Please reproduce the data below exactly, from the first line through the line containing "I also need", and leave every later line out.

(Dataset entries)
<<<<
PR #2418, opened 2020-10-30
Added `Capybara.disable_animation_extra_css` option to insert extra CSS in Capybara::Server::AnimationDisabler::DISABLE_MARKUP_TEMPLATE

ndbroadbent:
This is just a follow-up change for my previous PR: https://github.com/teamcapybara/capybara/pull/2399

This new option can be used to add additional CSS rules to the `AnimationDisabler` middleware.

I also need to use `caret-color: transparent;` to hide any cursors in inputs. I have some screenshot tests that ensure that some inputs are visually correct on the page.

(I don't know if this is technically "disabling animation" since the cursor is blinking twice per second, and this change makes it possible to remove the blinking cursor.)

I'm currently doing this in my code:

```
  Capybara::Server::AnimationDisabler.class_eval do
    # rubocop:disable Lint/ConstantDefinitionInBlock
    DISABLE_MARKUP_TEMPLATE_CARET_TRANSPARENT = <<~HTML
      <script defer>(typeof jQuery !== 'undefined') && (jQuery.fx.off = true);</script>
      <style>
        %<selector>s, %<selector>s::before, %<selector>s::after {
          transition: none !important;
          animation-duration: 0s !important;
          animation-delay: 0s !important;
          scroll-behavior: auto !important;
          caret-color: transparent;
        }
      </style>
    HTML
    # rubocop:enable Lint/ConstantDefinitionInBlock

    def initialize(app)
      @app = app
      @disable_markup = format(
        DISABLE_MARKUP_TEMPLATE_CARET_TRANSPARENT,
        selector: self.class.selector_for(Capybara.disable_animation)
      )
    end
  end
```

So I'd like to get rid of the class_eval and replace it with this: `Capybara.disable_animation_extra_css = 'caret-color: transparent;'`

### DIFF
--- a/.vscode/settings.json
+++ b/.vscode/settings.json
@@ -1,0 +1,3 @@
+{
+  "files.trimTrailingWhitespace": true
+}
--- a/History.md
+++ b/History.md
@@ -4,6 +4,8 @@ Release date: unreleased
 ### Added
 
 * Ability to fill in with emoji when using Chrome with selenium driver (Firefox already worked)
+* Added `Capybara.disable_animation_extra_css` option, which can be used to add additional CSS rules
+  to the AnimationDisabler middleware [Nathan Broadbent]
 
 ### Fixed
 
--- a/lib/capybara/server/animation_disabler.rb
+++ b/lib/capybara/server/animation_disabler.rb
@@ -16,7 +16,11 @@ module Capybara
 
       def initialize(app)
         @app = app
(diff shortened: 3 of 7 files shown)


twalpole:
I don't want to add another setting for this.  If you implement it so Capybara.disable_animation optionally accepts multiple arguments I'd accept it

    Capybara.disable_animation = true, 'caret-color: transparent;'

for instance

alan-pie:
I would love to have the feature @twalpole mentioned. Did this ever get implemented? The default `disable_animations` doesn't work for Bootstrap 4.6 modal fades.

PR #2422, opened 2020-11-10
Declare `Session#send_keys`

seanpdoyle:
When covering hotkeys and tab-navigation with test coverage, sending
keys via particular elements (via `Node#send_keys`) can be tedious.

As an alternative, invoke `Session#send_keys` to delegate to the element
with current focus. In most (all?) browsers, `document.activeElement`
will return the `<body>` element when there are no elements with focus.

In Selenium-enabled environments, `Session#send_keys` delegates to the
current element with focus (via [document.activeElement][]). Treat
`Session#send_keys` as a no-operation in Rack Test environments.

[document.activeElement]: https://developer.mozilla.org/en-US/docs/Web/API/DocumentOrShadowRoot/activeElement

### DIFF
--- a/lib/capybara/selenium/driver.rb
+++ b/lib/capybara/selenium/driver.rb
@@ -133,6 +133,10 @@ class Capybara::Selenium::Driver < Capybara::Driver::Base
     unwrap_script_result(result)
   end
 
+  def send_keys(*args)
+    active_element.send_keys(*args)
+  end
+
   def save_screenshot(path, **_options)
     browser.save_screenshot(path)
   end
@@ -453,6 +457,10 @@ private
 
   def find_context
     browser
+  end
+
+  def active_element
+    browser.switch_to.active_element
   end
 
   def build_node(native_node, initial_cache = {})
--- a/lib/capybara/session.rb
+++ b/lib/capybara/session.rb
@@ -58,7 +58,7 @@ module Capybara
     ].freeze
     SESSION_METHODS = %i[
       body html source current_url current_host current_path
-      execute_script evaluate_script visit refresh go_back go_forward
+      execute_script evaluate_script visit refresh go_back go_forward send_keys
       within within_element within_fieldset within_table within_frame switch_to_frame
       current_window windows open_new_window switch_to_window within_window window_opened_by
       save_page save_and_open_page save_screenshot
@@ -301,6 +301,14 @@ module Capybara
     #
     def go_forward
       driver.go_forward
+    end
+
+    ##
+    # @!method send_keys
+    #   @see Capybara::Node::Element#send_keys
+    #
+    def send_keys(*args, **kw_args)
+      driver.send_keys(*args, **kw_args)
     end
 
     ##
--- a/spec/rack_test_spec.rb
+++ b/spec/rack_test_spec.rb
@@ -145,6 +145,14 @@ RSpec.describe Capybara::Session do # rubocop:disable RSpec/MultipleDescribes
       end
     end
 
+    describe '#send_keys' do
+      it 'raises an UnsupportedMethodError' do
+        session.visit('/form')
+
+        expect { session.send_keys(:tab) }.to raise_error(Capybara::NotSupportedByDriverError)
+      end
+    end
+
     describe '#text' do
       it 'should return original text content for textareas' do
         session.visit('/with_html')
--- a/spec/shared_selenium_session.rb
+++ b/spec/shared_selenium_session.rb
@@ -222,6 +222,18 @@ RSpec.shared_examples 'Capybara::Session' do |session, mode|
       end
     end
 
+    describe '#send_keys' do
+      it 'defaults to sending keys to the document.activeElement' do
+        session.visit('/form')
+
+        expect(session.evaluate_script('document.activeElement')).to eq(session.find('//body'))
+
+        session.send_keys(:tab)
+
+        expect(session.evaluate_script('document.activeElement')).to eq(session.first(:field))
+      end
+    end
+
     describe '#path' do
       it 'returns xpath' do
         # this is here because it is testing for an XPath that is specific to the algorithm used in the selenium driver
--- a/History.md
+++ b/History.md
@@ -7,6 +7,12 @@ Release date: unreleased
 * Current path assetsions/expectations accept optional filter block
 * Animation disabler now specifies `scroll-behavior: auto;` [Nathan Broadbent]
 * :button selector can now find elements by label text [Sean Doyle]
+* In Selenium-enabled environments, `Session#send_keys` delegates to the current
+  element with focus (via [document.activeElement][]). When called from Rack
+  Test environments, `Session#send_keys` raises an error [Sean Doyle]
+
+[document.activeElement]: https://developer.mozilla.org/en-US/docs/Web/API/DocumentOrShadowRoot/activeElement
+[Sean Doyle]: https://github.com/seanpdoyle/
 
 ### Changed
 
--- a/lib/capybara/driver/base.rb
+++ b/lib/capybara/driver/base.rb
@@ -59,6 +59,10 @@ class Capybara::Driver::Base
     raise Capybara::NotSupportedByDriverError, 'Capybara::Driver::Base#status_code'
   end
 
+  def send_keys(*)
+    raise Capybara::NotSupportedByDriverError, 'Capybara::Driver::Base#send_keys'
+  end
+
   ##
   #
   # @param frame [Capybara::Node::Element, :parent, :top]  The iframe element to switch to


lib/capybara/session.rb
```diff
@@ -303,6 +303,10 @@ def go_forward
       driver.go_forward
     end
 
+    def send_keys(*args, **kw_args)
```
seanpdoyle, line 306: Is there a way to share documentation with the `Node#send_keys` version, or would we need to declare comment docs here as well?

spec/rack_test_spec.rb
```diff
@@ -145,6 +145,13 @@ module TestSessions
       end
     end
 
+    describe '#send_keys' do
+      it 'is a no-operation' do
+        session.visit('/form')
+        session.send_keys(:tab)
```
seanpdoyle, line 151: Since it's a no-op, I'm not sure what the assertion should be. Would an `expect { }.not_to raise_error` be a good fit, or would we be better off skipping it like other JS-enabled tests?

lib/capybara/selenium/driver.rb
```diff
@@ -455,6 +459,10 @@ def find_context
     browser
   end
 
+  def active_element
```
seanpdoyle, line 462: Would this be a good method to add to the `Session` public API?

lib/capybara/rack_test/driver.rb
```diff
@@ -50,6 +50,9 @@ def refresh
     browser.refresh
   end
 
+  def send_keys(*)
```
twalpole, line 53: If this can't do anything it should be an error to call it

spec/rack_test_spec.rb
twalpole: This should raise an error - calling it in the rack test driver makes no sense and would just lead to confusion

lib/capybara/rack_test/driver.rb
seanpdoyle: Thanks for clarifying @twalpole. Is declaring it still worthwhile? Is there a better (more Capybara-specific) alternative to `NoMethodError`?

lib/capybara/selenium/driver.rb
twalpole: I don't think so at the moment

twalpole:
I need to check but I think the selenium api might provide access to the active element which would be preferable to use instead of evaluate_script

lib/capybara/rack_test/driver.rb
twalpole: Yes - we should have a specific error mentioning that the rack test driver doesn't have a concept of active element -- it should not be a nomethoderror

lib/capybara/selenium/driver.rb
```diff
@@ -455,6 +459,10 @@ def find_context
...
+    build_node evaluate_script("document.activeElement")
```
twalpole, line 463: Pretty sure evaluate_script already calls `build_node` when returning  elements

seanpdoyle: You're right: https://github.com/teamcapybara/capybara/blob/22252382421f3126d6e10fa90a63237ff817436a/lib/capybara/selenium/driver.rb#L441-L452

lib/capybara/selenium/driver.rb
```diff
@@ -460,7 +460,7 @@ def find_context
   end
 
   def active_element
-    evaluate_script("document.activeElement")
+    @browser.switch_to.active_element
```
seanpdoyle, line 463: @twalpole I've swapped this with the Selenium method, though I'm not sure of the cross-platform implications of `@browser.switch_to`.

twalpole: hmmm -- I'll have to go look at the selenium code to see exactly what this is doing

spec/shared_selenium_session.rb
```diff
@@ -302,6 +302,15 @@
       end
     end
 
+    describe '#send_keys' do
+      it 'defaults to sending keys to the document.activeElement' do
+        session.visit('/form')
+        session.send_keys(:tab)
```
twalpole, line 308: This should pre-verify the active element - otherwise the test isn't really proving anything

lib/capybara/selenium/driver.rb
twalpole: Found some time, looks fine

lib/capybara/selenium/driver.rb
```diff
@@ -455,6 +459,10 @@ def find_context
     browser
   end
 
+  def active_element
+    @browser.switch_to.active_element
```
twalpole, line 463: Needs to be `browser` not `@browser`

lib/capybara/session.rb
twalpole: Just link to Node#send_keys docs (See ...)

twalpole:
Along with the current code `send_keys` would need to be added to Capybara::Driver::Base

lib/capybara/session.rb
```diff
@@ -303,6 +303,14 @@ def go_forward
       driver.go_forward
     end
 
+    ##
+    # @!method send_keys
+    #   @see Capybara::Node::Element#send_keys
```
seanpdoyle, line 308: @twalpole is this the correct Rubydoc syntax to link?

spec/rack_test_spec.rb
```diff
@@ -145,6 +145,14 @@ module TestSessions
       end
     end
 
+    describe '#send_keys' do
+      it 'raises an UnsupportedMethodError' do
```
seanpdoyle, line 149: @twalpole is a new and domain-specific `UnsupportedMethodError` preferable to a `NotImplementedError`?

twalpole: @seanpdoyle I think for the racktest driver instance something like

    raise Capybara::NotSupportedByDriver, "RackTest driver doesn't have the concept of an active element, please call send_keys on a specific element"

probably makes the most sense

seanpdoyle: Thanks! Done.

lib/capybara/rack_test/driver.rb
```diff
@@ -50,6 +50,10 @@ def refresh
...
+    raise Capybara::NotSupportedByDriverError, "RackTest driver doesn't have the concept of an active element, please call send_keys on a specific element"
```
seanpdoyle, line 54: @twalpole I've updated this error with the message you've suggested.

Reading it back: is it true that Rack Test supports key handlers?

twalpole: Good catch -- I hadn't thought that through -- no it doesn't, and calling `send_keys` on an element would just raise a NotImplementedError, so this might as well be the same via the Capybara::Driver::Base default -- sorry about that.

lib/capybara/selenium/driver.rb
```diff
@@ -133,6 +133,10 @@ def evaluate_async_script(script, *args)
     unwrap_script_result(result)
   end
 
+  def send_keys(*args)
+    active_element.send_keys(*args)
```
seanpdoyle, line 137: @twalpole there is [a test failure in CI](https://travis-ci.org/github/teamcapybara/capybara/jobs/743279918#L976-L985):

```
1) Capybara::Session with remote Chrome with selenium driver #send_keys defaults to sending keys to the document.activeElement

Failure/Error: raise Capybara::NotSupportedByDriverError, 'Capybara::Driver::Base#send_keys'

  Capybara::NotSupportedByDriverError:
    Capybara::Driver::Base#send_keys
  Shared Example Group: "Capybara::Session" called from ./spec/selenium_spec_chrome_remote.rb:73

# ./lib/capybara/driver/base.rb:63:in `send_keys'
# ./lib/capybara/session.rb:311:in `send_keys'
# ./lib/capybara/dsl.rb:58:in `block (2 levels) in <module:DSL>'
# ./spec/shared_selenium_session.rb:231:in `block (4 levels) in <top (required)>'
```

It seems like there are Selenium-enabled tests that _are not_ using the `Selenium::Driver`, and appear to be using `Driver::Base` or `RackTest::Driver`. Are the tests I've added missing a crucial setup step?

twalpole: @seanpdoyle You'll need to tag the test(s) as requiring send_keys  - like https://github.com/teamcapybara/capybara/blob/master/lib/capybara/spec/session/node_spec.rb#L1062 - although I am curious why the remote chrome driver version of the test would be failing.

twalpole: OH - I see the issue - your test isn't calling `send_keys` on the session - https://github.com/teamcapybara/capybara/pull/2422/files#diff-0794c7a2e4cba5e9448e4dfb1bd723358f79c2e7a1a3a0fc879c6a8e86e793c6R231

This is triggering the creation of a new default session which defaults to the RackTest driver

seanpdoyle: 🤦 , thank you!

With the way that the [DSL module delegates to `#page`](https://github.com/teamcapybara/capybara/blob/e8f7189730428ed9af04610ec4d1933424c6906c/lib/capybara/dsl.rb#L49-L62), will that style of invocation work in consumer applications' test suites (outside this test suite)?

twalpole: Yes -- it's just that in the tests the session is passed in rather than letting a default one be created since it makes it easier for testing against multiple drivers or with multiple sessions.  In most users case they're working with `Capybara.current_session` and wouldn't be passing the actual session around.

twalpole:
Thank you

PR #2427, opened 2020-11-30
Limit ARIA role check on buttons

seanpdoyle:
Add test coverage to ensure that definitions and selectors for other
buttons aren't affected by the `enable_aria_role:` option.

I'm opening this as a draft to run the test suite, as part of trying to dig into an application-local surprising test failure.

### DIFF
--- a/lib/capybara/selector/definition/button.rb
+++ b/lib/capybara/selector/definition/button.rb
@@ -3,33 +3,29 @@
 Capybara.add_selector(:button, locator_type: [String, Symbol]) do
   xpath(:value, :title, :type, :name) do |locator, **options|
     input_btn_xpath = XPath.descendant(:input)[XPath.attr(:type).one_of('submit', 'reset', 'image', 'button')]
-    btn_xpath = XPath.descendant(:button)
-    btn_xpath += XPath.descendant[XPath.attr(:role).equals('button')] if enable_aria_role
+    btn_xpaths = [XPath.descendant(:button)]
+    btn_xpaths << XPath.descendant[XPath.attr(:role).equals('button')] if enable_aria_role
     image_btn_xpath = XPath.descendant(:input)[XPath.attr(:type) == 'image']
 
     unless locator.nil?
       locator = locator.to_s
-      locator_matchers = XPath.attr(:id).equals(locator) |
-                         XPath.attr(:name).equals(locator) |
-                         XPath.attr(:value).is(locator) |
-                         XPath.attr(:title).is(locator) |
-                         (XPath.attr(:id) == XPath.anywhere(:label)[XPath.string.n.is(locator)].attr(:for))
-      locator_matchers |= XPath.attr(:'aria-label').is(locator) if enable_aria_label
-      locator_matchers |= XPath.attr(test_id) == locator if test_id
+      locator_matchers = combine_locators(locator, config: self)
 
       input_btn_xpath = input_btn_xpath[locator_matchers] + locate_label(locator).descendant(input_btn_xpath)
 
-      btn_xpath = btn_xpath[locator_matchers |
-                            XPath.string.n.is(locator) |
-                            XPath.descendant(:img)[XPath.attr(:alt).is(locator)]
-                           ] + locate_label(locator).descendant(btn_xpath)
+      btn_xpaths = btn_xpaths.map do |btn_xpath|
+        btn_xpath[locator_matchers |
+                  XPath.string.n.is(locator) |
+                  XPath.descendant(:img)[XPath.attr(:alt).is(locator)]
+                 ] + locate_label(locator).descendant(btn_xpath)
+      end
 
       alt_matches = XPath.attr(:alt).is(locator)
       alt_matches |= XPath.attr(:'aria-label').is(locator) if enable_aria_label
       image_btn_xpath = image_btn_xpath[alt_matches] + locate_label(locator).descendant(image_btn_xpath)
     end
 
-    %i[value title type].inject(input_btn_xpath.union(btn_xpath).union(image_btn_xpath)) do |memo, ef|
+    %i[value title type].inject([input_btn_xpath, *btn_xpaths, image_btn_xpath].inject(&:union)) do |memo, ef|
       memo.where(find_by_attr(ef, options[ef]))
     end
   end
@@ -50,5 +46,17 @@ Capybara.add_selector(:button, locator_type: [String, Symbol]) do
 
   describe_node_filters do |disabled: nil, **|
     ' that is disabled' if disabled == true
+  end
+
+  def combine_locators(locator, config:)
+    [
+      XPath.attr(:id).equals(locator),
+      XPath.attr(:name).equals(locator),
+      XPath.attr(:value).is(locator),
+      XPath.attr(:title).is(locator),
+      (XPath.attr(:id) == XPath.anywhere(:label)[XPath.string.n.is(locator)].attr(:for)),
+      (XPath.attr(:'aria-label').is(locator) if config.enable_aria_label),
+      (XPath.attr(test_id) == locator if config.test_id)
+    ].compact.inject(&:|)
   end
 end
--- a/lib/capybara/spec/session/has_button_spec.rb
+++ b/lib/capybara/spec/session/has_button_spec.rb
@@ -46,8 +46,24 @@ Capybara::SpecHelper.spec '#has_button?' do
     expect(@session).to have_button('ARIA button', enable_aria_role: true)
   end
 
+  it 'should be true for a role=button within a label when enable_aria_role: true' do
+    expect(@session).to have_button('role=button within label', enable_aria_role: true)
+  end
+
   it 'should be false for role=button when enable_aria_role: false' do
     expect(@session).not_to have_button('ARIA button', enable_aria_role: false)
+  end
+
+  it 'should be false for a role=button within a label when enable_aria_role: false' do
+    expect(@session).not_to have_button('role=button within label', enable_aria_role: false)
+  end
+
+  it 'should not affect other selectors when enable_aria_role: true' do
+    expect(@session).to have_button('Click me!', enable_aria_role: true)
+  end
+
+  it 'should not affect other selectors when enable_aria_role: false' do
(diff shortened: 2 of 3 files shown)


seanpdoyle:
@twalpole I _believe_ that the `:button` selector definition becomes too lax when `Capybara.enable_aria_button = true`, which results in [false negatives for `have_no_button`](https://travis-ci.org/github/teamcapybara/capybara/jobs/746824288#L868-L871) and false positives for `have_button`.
>>>>
• [Output for this task]
PR #2418, opened 2020-10-30
Added `Capybara.disable_animation_extra_css` option to insert extra CSS in Capybara::Server::AnimationDisabler::DISABLE_MARKUP_TEMPLATE

ndbroadbent:
This is just a follow-up change for my previous PR: https://github.com/teamcapybara/capybara/pull/2399

This new option can be used to add additional CSS rules to the `AnimationDisabler` middleware.

I also need to use `caret-color: transparent;` to hide any cursors in inputs. I have some screenshot tests that ensure that some inputs are visually correct on the page.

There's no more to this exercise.